WHAT YOU NEED TO DO: Identify each line in the records below that contains the word "async", and copy it.

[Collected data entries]
PR #492, opened 2021-01-18
new profile

tarafanlin:
new profile minus the profile edit drawer. 
I will make the profile edit feature in a separate PR because this is already a big one.

**THANKS @martinalong FOR ALL THE NOTES AND HELPS WITH DEBUGGING. They're very helpful.**

Screen Shot 2021-01-18 at 9 36 34 AM

### DIFF
--- a/components/core/Profile.js
+++ b/components/core/Profile.js
@@ -1,13 +1,18 @@
 import * as React from "react";
 import * as Constants from "~/common/constants";
 import * as Strings from "~/common/strings";
+import * as SVG from "~/common/svg";
 
 import { css } from "@emotion/react";
 
 import ProcessedText from "~/components/core/ProcessedText";
 import SlatePreviewBlocks from "~/components/core/SlatePreviewBlock";
 import CTATransition from "~/components/core/CTATransition";
+import DataView from "~/components/core/DataView";
+import EmptyState from "~/components/core/EmptyState";
+
 import { SceneUtils } from "three";
+import { TabGroup, SecondaryTabGroup } from "~/components/core/TabGroup";
 
 const STYLES_PROFILE_BACKGROUND = css`
   background-color: ${Constants.system.white};
@@ -20,7 +25,7 @@ const STYLES_PROFILE_BACKGROUND = css`
 
 const STYLES_PROFILE_INTERNAL = css`
   width: 100%;
-  padding: 64px 56px 0px 56px;
+  padding: 0px 56px 0px 56px;
   overflow-wrap: break-word;
   white-space: pre-wrap;
   @media (max-width: ${Constants.sizes.mobile}px) {
@@ -134,12 +139,18 @@ const STYLES_BUTTON = css`
 export default class Profile extends React.Component {
   state = {
     exploreSlates: [],
+    tab: 1,
+    view: 0,
+    slateTab: 0,
+    peerTab: 0,
   };
 
   render() {
     const external = !this.props.onAction;
     let data = this.props.creator ? this.props.creator : this.props.data;
     let exploreSlates = this.props.exploreSlates;
+
+    console.log(this.props);
 
     let total = 0;
     for (let slate of data.slates) {
@@ -178,7 +189,6 @@ export default class Profile extends React.Component {
             </div>
           </div>
         </div>
-
         {this.state.visible && (
           <div>
             <CTATransition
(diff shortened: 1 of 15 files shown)


jimmylee:
YAY NICE

components/system/components/GlobalCarousel.js
```diff
@@ -11,6 +11,7 @@ import { Alert } from "~/components/core/Alert";
 import CarouselSidebarSlate from "~/components/core/CarouselSidebarSlate";
 import CarouselSidebarData from "~/components/core/CarouselSidebarData";
 import SlateMediaObject from "~/components/core/SlateMediaObject";
+import { CompressedPixelFormat } from "three";
```
jimmylee, line 14: New line

components/system/components/GlobalCarousel.js
```diff
@@ -124,6 +125,12 @@ export class GlobalCarousel extends React.Component {
     window.removeEventListener("slate-global-close-carousel", this._handleClose);
   };
 
+  componentDidUpdate = (prevProps) => {
+    if (this.state.index >= (this.props.objects?.length || 0)) {
```
jimmylee, line 129: Nice use of the language feature! Still feel like this condition is a little brittle, can we improve it?

components/system/components/GlobalCarousel.js
```diff
@@ -155,20 +162,16 @@ export class GlobalCarousel extends React.Component {
   };
 
   _handleOpen = (e) => {
-    let carouselType =
-      !this.props.current ||
-      (this.props.current &&
-        (this.props.current.decorator === "FOLDER" || this.props.current.decorator === "ACTIVITY"))
-        ? "data"
-        : "slate";
+    if (e.detail.index < 0 || e.detail.index >= this.props.objects.length) {
```
jimmylee, line 165: This condition, albeit useful, is a little difficult to read, can we improve it?

scenes/SceneProfile.js
```diff
@@ -98,62 +91,15 @@ export default class SceneProfile extends React.Component {
...
-            Unfollow
-          </ButtonSecondary>
-        ) : (
-          <ButtonPrimary style={{ marginRight: 8 }} onClick={this._handleFollow}>
-            Follow
-          </ButtonPrimary>
-        )}
-      </div>
-    );
+    //FOR TARA: this is the change that'll allow it to update "automatically" if you're viewing your own profile and make changes
```
jimmylee, line 94: Please stick to our comment convention

`NOTE(Tara):`

jimmylee (approved):
LGTM, I mostly approve, please have @martinalong review.

I have a greater issue outside of this PR, where I don't think any of the `string` states should be camel case or lower case, instead I think they should be `ALL_CAPS_LIKE_I_AM_YELLING_AT_YOU` for a number of reasons

* I don't want to confuse english strings in the codebase with potential types.
* As we move towards `type` safety in the codebase (maybe we do a TS conversion in the near future), it will be easier to seek and change all of the states.
* Optically its more clear.

Its not a huge priority, but as you're working on the codebase I'd like to see this change 🙏

scenes/SceneProfile.js
martinalong: @jimmylee these were meant to be temporary comments I left for tara so she knows what I changed and why. Meant for them to be easily found by CTRL + F and deleted after so I used a different format

martinalong: @tarafanlin think you missed this one. I'll take it out. This one is important to know since this was the cause of the stale data issues you were having. Was just a small change that made all the difference

tarafanlin: oh yes sorry I only CTRL+F inside of profile.js, forgot about this one. I will review the comment and take it out!

components/core/Profile.js
```diff
@@ -103,78 +101,495 @@ const STYLES_DESCRIPTION = css`
...
+            onClick={() => {
+              this.props.onAction({
+                type: "NAVIGATE",
+                value: this.props.sceneId,
+                scene: "PROFILE",
+                data: relation.user,
+              });
+            }}
+            external={this.props.external}
+            url={`https://slate.host/${relation.user.username}`}
```
martinalong, line 440: I'll make this change, but in the future, it's better to do links as url={`/${relation.user.username}`} so that they work on dev server as well. Otherwise when you test out these links on dev, it'll redirect you to slate.host rather than localhost

Also simpler in case the domain ever changes in the future

tarafanlin: I see ok

components/core/Profile.js
```diff
@@ -103,78 +101,495 @@ const STYLES_DESCRIPTION = css`
...
+            css={STYLES_DIRECTORY_PROFILE_IMAGE}
+            style={{ backgroundImage: `url(${user.data.photo})` }}
+          />
+          <span css={STYLES_DIRECTORY_NAME}>
+            {user.data.name || `@${user.username}`}
+            {message ? <span css={STYLES_MESSAGE}>{message}</span> : null}
+          </span>
+        </div>
+      )}
+      {button}
```
martinalong, line 231: This menu should be hidden on external, so "{external ? null : button}"

components/core/Profile.js
```diff
@@ -103,78 +101,495 @@ const STYLES_DESCRIPTION = css`
...
+      : !!this.props.viewer.subscriptions.filter((entry) => {
+          return entry.target_user_id === this.props.data.id;
+        }).length,
+  };
+
+  componentDidMount = async () => {
+    await this.filterByVisibility();
+  };
+
+  componentDidUpdate = async () => {
```
martinalong, line 262: Currently, if you go from one profile to another, it'll stay on the same tab b/c react perceives it as the same component (doesn't restart state or call component did mount). So to manually take the user to the default slates tab, I'm adding this
```
  componentDidUpdate = async (prevProps) => {
    if (this.props.creator?.id !== prevProps.creator?.id) {
      this.setState({ tab: 1, view: 0, fileTab: 0, slateTab: 0, peerTab: 0 });
    }
```

tarafanlin: hmmm, good catch! not sure if prevProps work tho. remember the bug we talked about?

components/core/Profile.js
tarafanlin: why should we hide the menu on external?

martinalong: Because the menu has two things in it: "follow/unfollow" and "copyURL". Copy url is unnecessary and I'll take it out of all menus since we now have nice urls that you can copy directly from the url bar. Follow /unfollow is not alllowed for external

components/core/Profile.js
martinalong: i tested it out and it works fine for this case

EXERCISE OUTPUT:
+  componentDidMount = async () => {
+  componentDidUpdate = async () => {
  componentDidUpdate = async (prevProps) => {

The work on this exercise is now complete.